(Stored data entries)
PR #314, opened 2017-03-15
2 unit tests to enfroce handling of whitespace

lex57ukr:
The README file for the run-length-encoding exercise has this line: 
> If the string contains any whitespace, it should be passed through unchanged

However, there's no unit test to enforce this rule. The `decode(encode(...)) combination` test doesn't quite cut it because cycling accepts encoded spaces as long as the resulting string gets decoded properly.

The example implementation passes these two new tests without any changes.

### DIFF
--- a/exercises/run-length-encoding/rle_test.exs
+++ b/exercises/run-length-encoding/rle_test.exs
@@ -13,8 +13,28 @@ defmodule RunLengthEncoderTest do
   end
 
   @tag :pending
-  test "encode single characters only" do
+  test "encode single characters only are encoded without count" do
     assert RunLengthEncoder.encode("XYZ") === "XYZ"
+  end
+
+  @tag :pending
+  test "encode string with no single characters" do
+    assert RunLengthEncoder.encode("AABBBCCCC") == "2A3B4C"
+  end
+
+  @tag :pending
+  test "encode single characters mixed with repeated characters" do
+    assert RunLengthEncoder.encode("WWWWWWWWWWWWBWWWWWWWWWWWWBBBWWWWWWWWWWWWWWWWWWWWWWWWB") === "12WB12W3B24WB"
+  end
+
+  @tag :pending
+  test "encode multiple whitespace mixed in string" do
+    assert RunLengthEncoder.encode("  hsqq qww  ") === "2 hs2q q2w2 "
+  end
+
+  @tag :pending
+  test "encode lowercase characters" do
+    assert RunLengthEncoder.encode("aabbbcccc") === "2a3b4c"
   end
 
   @tag :pending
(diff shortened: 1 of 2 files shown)


devonestes:
It does look like our test suite is missing some tests - thanks for pointing that out! However, for each exercise there is a file that contains the "canonical data" that each language track is supposed to implement. It appears that we're missing some of those tests in that file (found here: https://github.com/exercism/x-common/blob/master/exercises/run-length-encoding/canonical-data.json).

It would be great if you wanted to get us up to date with that file by adding those missing tests. Yours are pretty much testing the same thing, but for consistency's sake we should keep the same test data and order that's given in that file.

Thanks again!

lex57ukr:
@devonestes - check it out. The exercise is up to date with its canonical data. I had to fix the exercise.exs to pass all canonical tests.

The autobuild complains about some diamond test exiting with 1. What's up with that?

lex57ukr:
Here's another interesting piece of log for 1.3.2:
```
Location: https://raw.githubusercontent.com/danielberkompas/travis_elixir_plts/master/elixir-1.3.2_19.0.plt [following]
--2017-03-17 03:48:15--  https://raw.githubusercontent.com/danielberkompas/travis_elixir_plts/master/elixir-1.3.2_19.0.plt
Resolving raw.githubusercontent.com (raw.githubusercontent.com)... 151.101.32.133
Connecting to raw.githubusercontent.com (raw.githubusercontent.com)|151.101.32.133|:443... connected.
HTTP request sent, awaiting response... 503 Connection refused
2017-03-17 03:48:15 ERROR 503: Connection refused.
```

The build environment is definitely sick

devonestes:
@lex57ukr Ahh, I see what's happening there. It takes _forever_ to build the PLTs for Dialyzer, so we're using some that have very nicely been pre-built for us and hosted on Github. It looks like for some reason, when your branch got pushed and CI got kicked off, that Github wasn't able to serve that file. I just restarted the CI build, and it looks like everything's good now!

exercises/run-length-encoding/rle_test.exs
```diff
@@ -28,27 +48,27 @@ defmodule RunLengthEncoderTest do
...
   @tag :pending
-  test "decode with single values" do
-    assert RunLengthEncoder.decode("12WB12W3B24WB") === "WWWWWWWWWWWWBWWWWWWWWWWWWBBBWWWWWWWWWWWWWWWWWWWWWWWWB"
+  test "decode lower case string" do
+    assert RunLengthEncoder.decode("2a3b4c") === "aabbbcccc"
   end
 
   @tag :pending
-  test "decode(encode(...)) combination" do
+  test "consistency encode followed by decode gives original string" do
```
devonestes: @parkerl So what are your thoughts on taking the exact descriptions from the `canonical_data.json` file? In general I think it's good to stay consistent, but this one just reads so weird that I think it might be worth changing.

lex57ukr:
@devonestes - I updated the comments. I like using canonical descriptions (when possible) for improved readability. Thanks for restarting the build. That was odd.

parkerl:
+1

> _Work item_:
Retype all the records above without changing a word.

> _Your response_:
PR #314, opened 2017-03-15
2 unit tests to enfroce handling of whitespace

lex57ukr:
The README file for the run-length-encoding exercise has this line: 
> If the string contains any whitespace, it should be passed through unchanged

However, there's no unit test to enforce this rule. The `decode(encode(...)) combination` test doesn't quite cut it because cycling accepts encoded spaces as long as the resulting string gets decoded properly.

The example implementation passes these two new tests without any changes.

### DIFF
--- a/exercises/run-length-encoding/rle_test.exs
+++ b/exercises/run-length-encoding/rle_test.exs
@@ -13,8 +13,28 @@ defmodule RunLengthEncoderTest do
   end
 
   @tag :pending
-  test "encode single characters only" do
+  test "encode single characters only are encoded without count" do
     assert RunLengthEncoder.encode("XYZ") === "XYZ"
+  end
+
+  @tag :pending
+  test "encode string with no single characters" do
+    assert RunLengthEncoder.encode("AABBBCCCC") == "2A3B4C"
+  end
+
+  @tag :pending
+  test "encode single characters mixed with repeated characters" do
+    assert RunLengthEncoder.encode("WWWWWWWWWWWWBWWWWWWWWWWWWBBBWWWWWWWWWWWWWWWWWWWWWWWWB") === "12WB12W3B24WB"
+  end
+
+  @tag :pending
+  test "encode multiple whitespace mixed in string" do
+    assert RunLengthEncoder.encode("  hsqq qww  ") === "2 hs2q q2w2 "
+  end
+
+  @tag :pending
+  test "encode lowercase characters" do
+    assert RunLengthEncoder.encode("aabbbcccc") === "2a3b4c"
   end
 
   @tag :pending
(diff shortened: 1 of 2 files shown)


devonestes:
It does look like our test suite is missing some tests - thanks for pointing that out! However, for each exercise there is a file that contains the "canonical data" that each language track is supposed to implement. It appears that we're missing some of those tests in that file (found here: https://github.com/exercism/x-common/blob/master/exercises/run-length-encoding/canonical-data.json).

It would be great if you wanted to get us up to date with that file by adding those missing tests. Yours are pretty much testing the same thing, but for consistency's sake we should keep the same test data and order that's given in that file.

Thanks again!

lex57ukr:
@devonestes - check it out. The exercise is up to date with its canonical data. I had to fix the exercise.exs to pass all canonical tests.

The autobuild complains about some diamond test exiting with 1. What's up with that?

lex57ukr:
Here's another interesting piece of log for 1.3.2:
```
Location: https://raw.githubusercontent.com/danielberkompas/travis_elixir_plts/master/elixir-1.3.2_19.0.plt [following]
--2017-03-17 03:48:15--  https://raw.githubusercontent.com/danielberkompas/travis_elixir_plts/master/elixir-1.3.2_19.0.plt
Resolving raw.githubusercontent.com (raw.githubusercontent.com)... 151.101.32.133
Connecting to raw.githubusercontent.com (raw.githubusercontent.com)|151.101.32.133|:443... connected.
HTTP request sent, awaiting response... 503 Connection refused
2017-03-17 03:48:15 ERROR 503: Connection refused.
```

The build environment is definitely sick

devonestes:
@lex57ukr Ahh, I see what's happening there. It takes _forever_ to build the PLTs for Dialyzer, so we're using some that have very nicely been pre-built for us and hosted on Github. It looks like for some reason, when your branch got pushed and CI got kicked off, that Github wasn't able to serve that file. I just restarted the CI build, and it looks like everything's good now!

exercises/run-length-encoding/rle_test.exs
```diff
@@ -28,27 +48,27 @@ defmodule RunLengthEncoderTest do
...
   @tag :pending
-  test "decode with single values" do
-    assert RunLengthEncoder.decode("12WB12W3B24WB") === "WWWWWWWWWWWWBWWWWWWWWWWWWBBBWWWWWWWWWWWWWWWWWWWWWWWWB"
+  test "decode lower case string" do
+    assert RunLengthEncoder.decode("2a3b4c") === "aabbbcccc"
   end
 
   @tag :pending
-  test "decode(encode(...)) combination" do
+  test "consistency encode followed by decode gives original string" do
```
devonestes: @parkerl So what are your thoughts on taking the exact descriptions from the `canonical_data.json` file? In general I think it's good to stay consistent, but this one just reads so weird that I think it might be worth changing.

lex57ukr:
@devonestes - I updated the comments. I like using canonical descriptions (when possible) for improved readability. Thanks for restarting the build. That was odd.

parkerl:
+1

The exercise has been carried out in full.